INPUT DATA:
PR #1787, opened 2017-10-09
Provide some Rails options that make the build faster

jcoyne:


.travis.yml
```diff
@@ -18,6 +18,7 @@ rvm:
 env:
   global:
     - NOKOGIRI_USE_SYSTEM_LIBRARIES=true
+    - ENGINE_CART_RAILS_OPTIONS='--skip-git --skip-bundle --skip-listen --skip-spring --skip-yarn --skip-keeps --skip-action-cable --skip-coffee --skip-puma --skip-test'
```
mjgiarlo: What would you think about re-enabing ActionCable? This would allow folks to see notifications working in the test application, which may not be valuable in a CI context but we also know that folks tend to use the test application as a way to kick the tires on Hyrax.

jcoyne: This is only for travis.

mjgiarlo: Derp.

PR #1789, opened 2017-10-09
Validate local file ingestions against a whitelist of directories.

ojlyytinen:
Make CreateWithRemoteFilesActor to validate the list of file urls given. To pass the validation, each file path must start with a whitelisted directory path from which ingestions are allowed to happen. Without this check, users could ingest any files from the file system (as long as the server process can read them).

The default whitelist will be either empty or contain the Browse Everything file system mount point if it is defined. As far as I can tell, nothing else should need to ingest files directly from the local file system. However, people may have implemented custom ingestion mechanisms in which case they would need to add their ingestion directories in Hyrax.config.ingest_dirs.

The validation method currently allows all urls that use something else than the file: scheme. It would probably be a good idea to implement some kind of validation here as well. It is quite likely that on production systems the server can access network resources that the user shouldn't be able to access. 

@samvera/hyrax-code-reviewers

### DIFF
--- a/app/actors/hyrax/actors/create_with_remote_files_actor.rb
+++ b/app/actors/hyrax/actors/create_with_remote_files_actor.rb
@@ -18,12 +18,34 @@ module Hyrax
 
       private
 
+        def whitelisted_ingest_dirs
+          Hyrax.config.whitelisted_ingest_dirs
+        end
+
+        def validate_remote_url(url)
+          uri = URI.parse(URI.encode(url))
+          if uri.scheme == 'file'
+            path = File.absolute_path(URI.decode(uri.path))
+            whitelisted_ingest_dirs.any? do |dir|
+              path.start_with?(dir) && path.length > dir.length
+            end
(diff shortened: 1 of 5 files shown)


app/actors/hyrax/actors/create_with_remote_files_actor.rb
```diff
@@ -18,12 +18,34 @@ def update(env)
 
       private
 
+        def whitelisted_ingest_dirs
```
revgum: I feel like it would be beneficial to have the method name match the configuration or vice-versa.

ojlyytinen:
Good suggestions, I've changed those and also added a couple of lines in spec/lib/hyrax/configuration_spec.rb.

mjgiarlo:
@ojlyytinen Can you rebase this? And then I will merge.

mjgiarlo:
Merged via command-line. Thanks, @ojlyytinen!

PR #1796, opened 2017-10-09
Include form error for works visibility field.

### LINKED ISSUE #1772: Works "disappear" with deposit to Admin sets with combo: Release Embargo and Visibility Everyone
Descriptive summary

When submitting to admin sets 2 and 11, it defaults to "private setting" - so if the depositor doesn't actively click another setting, but hits save, the work disappears. As far as I can tell, the combo has to be embargo allowed and public visibility.

Here is the admin set setting.
screen shot 2017-10-05 at 11 58 38 am

Here is the work view, where the setting does not move from private, like the others do.
screen shot 2017-10-05 at 11 47 19 am

Steps to reproduce the behavior

Create admin set with Embargo allowed, public visibility only
deposit work to admin set - do not change access control.
Click save, work disappears.
Related work

I believe this is like curationexperts/nurax#43 Sorry I didn't catch it before.

jonathandixon:
Fixes #1772 

Render any visibility field errors on the work form.

@samvera/hyrax-code-reviewers

### DIFF
--- a/app/assets/stylesheets/hyrax/_forms.scss
+++ b/app/assets/stylesheets/hyrax/_forms.scss
@@ -49,11 +49,7 @@ form {
 }
 
 .set-access-controls {
-  label {
-    color: #333;
-    font-weight: normal;
-  }
-
+  label { font-weight: normal; }
   & .form-group {
     padding: 0 1.75em;
 
--- a/app/assets/stylesheets/hyrax/_forms.scss
+++ b/app/assets/stylesheets/hyrax/_forms.scss
@@ -49,7 +49,11 @@ form {
 }
 
 .set-access-controls {
-  label { font-weight: normal; }
+  label {
+    color: #333;
+    font-weight: normal;
+  }
+
   & .form-group {
     padding: 0 1.75em;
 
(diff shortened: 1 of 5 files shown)


mjgiarlo:
Thoughts on this fix, @vantuyls @julesies ?

jonathandixon:
@mjgiarlo Do you think I should modify this to render the errors like this, https://github.com/samvera/hyrax/blob/master/app/views/hyrax/base/_form.html.erb#L12? Doing this would also make it easier to handle errors produced in #1801.

mjgiarlo:
@jonathandixon That makes sense, yes. I like that even better. Thanks for asking.

julesies:
I just want to check in on this, so we have consistent behavior. As far as I know, you should not be allowed to select an setting prohibited by the Admin Set "Release and Visibility" Policy. Is this consistent with that expectation?

jonathandixon:
@julesies This PR only ensures that if a validation error occurred related to the "Release and Visibility" policy of the AS, then the error message will be displayed to the user when the form reloads. So no, the behavior is still not consistent with your expectation. At least with this, the user will know why the work didn't save.

julesies:
@jonathandixon @mjgiarlo @vantuyls  so it sounds like we need the ticket "Allow deposits to admin sets with expired embargoes"?  is this 2.0 or 2.x?

jonathandixon:
@julesies I'm working on that now, see #1801

julesies:
@jonathandixon this is awesome...thank you so much! You have removed a ton of blockers for 2.0 - it's really great!! We are only down to a few...if you are interested ;)

PR #1798, opened 2017-10-09
Use the persister rather than ActiveFedora::Base#save

### LINKED ISSUE #1790: Stop using ActiveFedora::Base#save

jcoyne:
Fixes #1790


app/actors/hyrax/actors/file_set_actor.rb
```diff
@@ -21,7 +21,12 @@ def create_content(file, relation = :original_file, from_url: false)
         # If the file set doesn't have a title or label assigned, set a default.
         file_set.label ||= label_for(file)
         file_set.title = [file_set.label] if file_set.title.blank?
-        return false unless file_set.save # Need to save to get an id
+
+        persister = Valkyrie.config.metadata_adapter.persister
```
tpendragon: Are you planning to set this to IndexingPersister? If not, then this won't index into solr.

PR #1809, opened 2017-10-09
Use FactoryGirl everywhere

jcoyne:
This uses Valkyrie rather than `ActiveFedora::Base.create`


tpendragon:
@jcoyne Not `create_for_repository`?

Issue #1765, opened 2017-10-05
Rights in catalog_controller template - intentional or oversight?


geekscruff:
Hello. I notice that in `rights` appears several times in the `catalog_controller.rb` template at `lib/generators/hyrax/templates/`.

Should that be changed to `license` and `rights_statement` in line with changes to `BasicMetadata` and `WorkShowPresenter`?

I'm happy to pick this up, but wanted to check first that there isn't a reason for it being this way.

mjgiarlo:
I suspect you're right. Go for it. Thanks!

PR #1817, opened 2017-10-10
Cleanup legacy rights (#1765) and add a rights statement helper

geekscruff:
This PR is to cleanup some out-of-date code relating to the `rights` property, which has been replaced by `rights_statement` and `license` in `basic_metadata`.

* removed rights from `lib/generators/hyrax/templates/catalog_controller.rb` and added license and rights_statement
* removed rights from `lib/generators/hyrax/templates/config/locales/`  and added rights statement and license (using google translate for the various languages)

In addition, 

* renamed `app/services/rights_statements.rb` to `rights_statement_service.rb` to be consistent with `license_service`
* added a `rights_statement_links` method into hyrax_helper_behavior.rb to provide linked text for the rights statement, in the same way as the existing `license_links` method
* added this method as a render in the `catalog_controller` file referenced above

### DIFF
--- a/app/helpers/hyrax/hyrax_helper_behavior.rb
+++ b/app/helpers/hyrax/hyrax_helper_behavior.rb
@@ -1,5 +1,3 @@
-# coding: utf-8
-
 module Hyrax
   module HyraxHelperBehavior
     include Hyrax::CitationsBehavior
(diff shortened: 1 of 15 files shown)


jcoyne:
@geekscruff While you are working on this would you please consider providing a more descriptive commit message so that one doesn't have to lookup #1765 to see what the commit is about?  Thanks! 😃

PR #1824, opened 2017-10-10
Validate local file ingestions against a whitelist of directories

mjgiarlo:
Backports #1789 from `master` to `1-0-stable`. (Also backports #1696 to fix the build.)

From @ojlyytinen:
> Make CreateWithRemoteFilesActor to validate the list of file urls given. To pass the validation, each file path must start with a whitelisted directory path from which ingestions are allowed to happen. Without this check, users could ingest any files from the file system (as long as the server process can read them).
> 
> The default whitelist will be either empty or contain the Browse Everything file system mount point if it is defined. As far as I can tell, nothing else should need to ingest files directly from the local file system. However, people may have implemented custom ingestion mechanisms in which case they would need to add their ingestion directories in Hyrax.config.ingest_dirs.
> 
> The validation method currently allows all urls that use something else than the file: scheme. It would probably be a good idea to implement some kind of validation here as well. It is quite likely that on production systems the server can access network resources that the user shouldn't be able to access.

@samvera/hyrax-code-reviewers

### DIFF
--- a/app/actors/hyrax/create_with_remote_files_actor.rb
+++ b/app/actors/hyrax/create_with_remote_files_actor.rb
@@ -19,6 +19,10 @@ module Hyrax
         return true unless remote_files
         remote_files.each do |file_info|
           next if file_info.blank? || file_info[:url].blank?
+          unless validate_remote_url(file_info[:url])
+            Rails.logger.error "User #{user.user_key} attempted to ingest file from url #{file_info[:url]}, which doesn't pass validation"
+            return false
+          end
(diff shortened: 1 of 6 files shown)


mjgiarlo:
@ojlyytinen @revgum Care to review this backport of #1789 to `1-0-stable`?

cc: @vantuyls

ojlyytinen:
I realise you already merged this but just to confirm that this looks good to me as well.

mjgiarlo:
Thanks, @ojlyytinen!

PR #1830, opened 2017-10-10
Use change_sets instead of forms 

carrickr:
- Add change_set_persisters
- Update Hyrax::Actors::Environment to use Hyrax::ChangeSetPersister
- Update base_actor to use change_sets instead of forms

Fixes #1729


carrickr:
Todo/To review:

- Determine if DynamicChangeSet was brought over properly from Figgy
- Have actor stack only use change sets, or a combination of changesets and curation_concerns?
- Make sure ::BaseActor#create works correctly

app/actors/hyrax/actors/base_actor.rb
```diff
@@ -16,9 +16,16 @@ class BaseActor < AbstractActor
       # @param [Hyrax::Actors::Environment] env
       # @return [Boolean] true if create was successful
       def create(env)
-        apply_creation_data_to_curation_concern(env)
-        apply_save_data_to_curation_concern(env)
-        save(env) && next_actor.create(env) && run_callbacks(:after_create_concern, env)
+        begin
+          change_set = Hyrax::DynamicChangeSet.new(env.curation_concern)
```
jcoyne: This seems like unnecessary indirection.  Can we make it `ChangeSetFactory.create(env.curation_concern)` instead?

jcoyne: Ugh, I see this is how figgy is doing it, so I'm not going to complain too hard.

jcoyne:
@carrickr should we merge this now, or do you want to resolve your todo list first?

app/actors/hyrax/actors/base_actor.rb
cjcolvar: I'm confused by this since it appears to be returning `Hyrax::DynamicChangeSet#initialize` with `env.curation_concern` being set as the `resource_param` when I'm guessing you're wanting the result of `Hyrax::DynamicChangeSet#new` and to get that right now you'd need to do `change_set = Hyrax::DynamicChangeSet.new.new(env.curation_concern)`.

cjcolvar: @carrickr I see the new changes :+1:

carrickr: We updated the DynamicChangeSet to use new as a class method instead of an instance method and avoid the `.new.new`

https://github.com/samvera/hyrax/blob/1729-changesets/app/change_sets/hyrax/dynamic_change_set.rb#L5

carrickr:
@jcoyne @tpendragon @mjgiarlo @cjcolvar 

Ready for review and merge

app/actors/hyrax/actors/base_actor.rb
tpendragon: @jcoyne You're welcome to use `ChangeSetFactory`. It's a `DynamicChangeSet` in Figgy because I tend to treat classes as factories.

@cjcolvar `DynamicChangeSet` overrides the class method `new`

lib/generators/hyrax/work/work_generator.rb
```diff
@@ -34,8 +34,8 @@ def create_indexer
     template('indexer.rb.erb', File.join('app/indexers', class_path, "#{file_name}_indexer.rb"))
   end
 
-  def create_form
-    template('form.rb.erb', File.join('app/forms/hyrax', class_path, "#{file_name}_form.rb"))
```
jcoyne: The spec/forms/hyrax/generic_work_form_spec.rb still references `GenericWorkForm` which is no longer being created.

carrickr: Removed the `GenericWorkForm` spec and added in a basic spec for `GenericWorkChangeSet`

carrickr: #1851 added to the backlog to enhance the features for change sets and spec for `GenericWorkChangeSet`

PR #4433, opened 2020-07-13
remove some stubs on object-under-test for CollectionType

no-reply:
we should never be stubbing the object under test. this cleans up some
violations of that for CollectionType.

@samvera/hyrax-code-reviewers

### DIFF
--- a/spec/models/hyrax/collection_type_spec.rb
+++ b/spec/models/hyrax/collection_type_spec.rb
@@ -2,6 +2,14 @@
 RSpec.describe Hyrax::CollectionType, type: :model do
   let(:collection_type) { build(:collection_type) }
 
+  shared_context 'with a collection' do
+    let(:collection_type) { create(:collection_type) }
+
+    before do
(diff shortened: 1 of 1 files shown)


spec/models/hyrax/collection_type_spec.rb
```diff
@@ -2,6 +2,14 @@
 RSpec.describe Hyrax::CollectionType, type: :model do
   let(:collection_type) { build(:collection_type) }
 
+  shared_context 'with a collection' do
+    let(:collection_type) { create(:collection_type) }
+
+    before do
+      FactoryBot.valkyrie_create(:hyrax_collection, collection_type_gid: collection_type.gid)
```
cjcolvar, line 9: Is there a reason for using `valkyrie_create` instead of `create(:collection_lw, collection_type_gid: collection_type.gid.to_s)` which is used elsewhere in the test (like line 155)?

no-reply: `:collection_lw` will go away when ActiveFedora does. it's a todo item to replace all the direct Fedora calls with valkyrie equivalents, so whenever we write new tests it's better to use it instead.

PR #4436, opened 2020-07-13
refactor CollectionPresenter specs to use `subject`

no-reply:
just getting this organized to test without AF.

@samvera/hyrax-code-reviewers


no-reply:
sorry for the re-push. this is a case where we stubbed the object under test, but used `subject { presenter }` instead of `subject(:presenter)` to keep rubocop from noticing. :|

PR #4438, opened 2020-07-14
i18nize "items" on Collection show page

no-reply:
remove hard coded text in favor of an i18n key.

@samvera/hyrax-code-reviewers

### DIFF
--- a/app/views/hyrax/collections/show.html.erb
+++ b/app/views/hyrax/collections/show.html.erb
@@ -35,7 +35,7 @@
           <div class="hyc-bugs">
             <div class="hyc-item-count">
               <b><%= @presenter.total_viewable_items %></b>
-              <%= pluralize(@presenter.total_viewable_items, t('item_count')) %></div>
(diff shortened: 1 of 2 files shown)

WHAT TO WORK ON: Scan the material above for the string "Thanks" and return the lines that hold it.

REPLY:
Merged via command-line. Thanks, @ojlyytinen!
@jonathandixon That makes sense, yes. I like that even better. Thanks for asking.
I suspect you're right. Go for it. Thanks!
@geekscruff While you are working on this would you please consider providing a more descriptive commit message so that one doesn't have to lookup #1765 to see what the commit is about?  Thanks! 😃
Thanks, @ojlyytinen!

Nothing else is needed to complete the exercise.